#### Supplied records ####

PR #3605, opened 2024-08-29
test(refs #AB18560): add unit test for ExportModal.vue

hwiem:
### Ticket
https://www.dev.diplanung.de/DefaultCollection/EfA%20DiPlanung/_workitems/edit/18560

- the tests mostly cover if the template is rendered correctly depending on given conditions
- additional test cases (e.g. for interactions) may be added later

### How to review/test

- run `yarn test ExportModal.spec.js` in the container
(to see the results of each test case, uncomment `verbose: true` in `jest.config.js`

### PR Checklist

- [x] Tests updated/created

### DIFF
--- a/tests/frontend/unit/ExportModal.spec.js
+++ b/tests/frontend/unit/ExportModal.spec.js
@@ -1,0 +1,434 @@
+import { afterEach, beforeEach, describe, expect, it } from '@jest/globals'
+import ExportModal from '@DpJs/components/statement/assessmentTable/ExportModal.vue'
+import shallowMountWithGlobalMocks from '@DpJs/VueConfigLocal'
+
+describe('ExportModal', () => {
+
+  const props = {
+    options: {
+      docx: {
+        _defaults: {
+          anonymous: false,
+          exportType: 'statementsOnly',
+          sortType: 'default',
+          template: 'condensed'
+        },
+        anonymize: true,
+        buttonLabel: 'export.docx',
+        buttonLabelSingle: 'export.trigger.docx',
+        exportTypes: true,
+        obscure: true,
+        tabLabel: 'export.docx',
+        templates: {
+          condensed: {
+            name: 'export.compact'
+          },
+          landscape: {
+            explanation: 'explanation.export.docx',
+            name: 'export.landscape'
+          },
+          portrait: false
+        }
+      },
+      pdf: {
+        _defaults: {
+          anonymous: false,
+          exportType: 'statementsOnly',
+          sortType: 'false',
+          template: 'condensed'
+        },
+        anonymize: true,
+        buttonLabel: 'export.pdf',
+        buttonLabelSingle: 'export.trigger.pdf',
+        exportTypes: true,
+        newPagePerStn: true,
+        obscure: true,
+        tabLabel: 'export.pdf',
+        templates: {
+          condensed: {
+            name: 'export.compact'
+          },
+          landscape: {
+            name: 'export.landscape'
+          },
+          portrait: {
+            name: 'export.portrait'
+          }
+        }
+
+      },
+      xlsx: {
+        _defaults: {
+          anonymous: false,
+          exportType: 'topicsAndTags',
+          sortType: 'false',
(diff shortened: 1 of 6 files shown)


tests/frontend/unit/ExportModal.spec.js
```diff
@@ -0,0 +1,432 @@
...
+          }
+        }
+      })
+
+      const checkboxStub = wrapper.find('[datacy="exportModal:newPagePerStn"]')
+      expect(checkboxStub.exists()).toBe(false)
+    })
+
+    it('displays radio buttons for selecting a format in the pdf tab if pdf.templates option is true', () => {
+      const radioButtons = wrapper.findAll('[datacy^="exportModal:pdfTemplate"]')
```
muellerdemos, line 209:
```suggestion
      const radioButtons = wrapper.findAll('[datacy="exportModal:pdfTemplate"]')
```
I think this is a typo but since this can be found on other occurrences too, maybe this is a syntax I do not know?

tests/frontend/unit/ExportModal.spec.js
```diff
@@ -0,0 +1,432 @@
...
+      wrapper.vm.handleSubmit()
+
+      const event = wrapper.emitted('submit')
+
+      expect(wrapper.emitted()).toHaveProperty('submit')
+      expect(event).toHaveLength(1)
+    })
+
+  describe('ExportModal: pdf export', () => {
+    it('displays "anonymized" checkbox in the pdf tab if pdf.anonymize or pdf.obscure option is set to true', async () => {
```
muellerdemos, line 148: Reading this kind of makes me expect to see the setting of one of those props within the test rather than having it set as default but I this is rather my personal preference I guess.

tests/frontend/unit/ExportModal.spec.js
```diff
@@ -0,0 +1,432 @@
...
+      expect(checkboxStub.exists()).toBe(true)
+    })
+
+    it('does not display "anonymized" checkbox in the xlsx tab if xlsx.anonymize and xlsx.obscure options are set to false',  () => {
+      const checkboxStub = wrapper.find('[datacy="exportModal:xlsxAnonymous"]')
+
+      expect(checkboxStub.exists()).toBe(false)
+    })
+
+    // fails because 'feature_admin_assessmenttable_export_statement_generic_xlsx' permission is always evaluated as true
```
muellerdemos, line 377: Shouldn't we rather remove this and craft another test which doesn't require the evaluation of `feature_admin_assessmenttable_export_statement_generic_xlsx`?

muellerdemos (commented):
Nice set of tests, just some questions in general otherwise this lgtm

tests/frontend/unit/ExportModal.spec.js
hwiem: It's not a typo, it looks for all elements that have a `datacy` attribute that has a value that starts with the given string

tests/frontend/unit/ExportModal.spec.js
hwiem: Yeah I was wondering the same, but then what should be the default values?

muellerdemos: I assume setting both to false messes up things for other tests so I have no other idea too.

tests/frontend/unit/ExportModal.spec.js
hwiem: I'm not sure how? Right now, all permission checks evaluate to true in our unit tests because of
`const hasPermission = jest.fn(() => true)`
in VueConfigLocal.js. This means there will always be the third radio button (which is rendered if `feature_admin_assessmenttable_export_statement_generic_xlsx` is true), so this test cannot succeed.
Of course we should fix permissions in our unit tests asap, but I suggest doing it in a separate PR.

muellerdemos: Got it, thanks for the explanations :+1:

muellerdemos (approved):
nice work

####

* _Assigned task_: Only one stretch of the data is wanted: the lines from the one with "Of course we" through the last, repeated exactly.

* _Answer space_:
Of course we should fix permissions in our unit tests asap, but I suggest doing it in a separate PR.

muellerdemos: Got it, thanks for the explanations :+1:

muellerdemos (approved):
nice work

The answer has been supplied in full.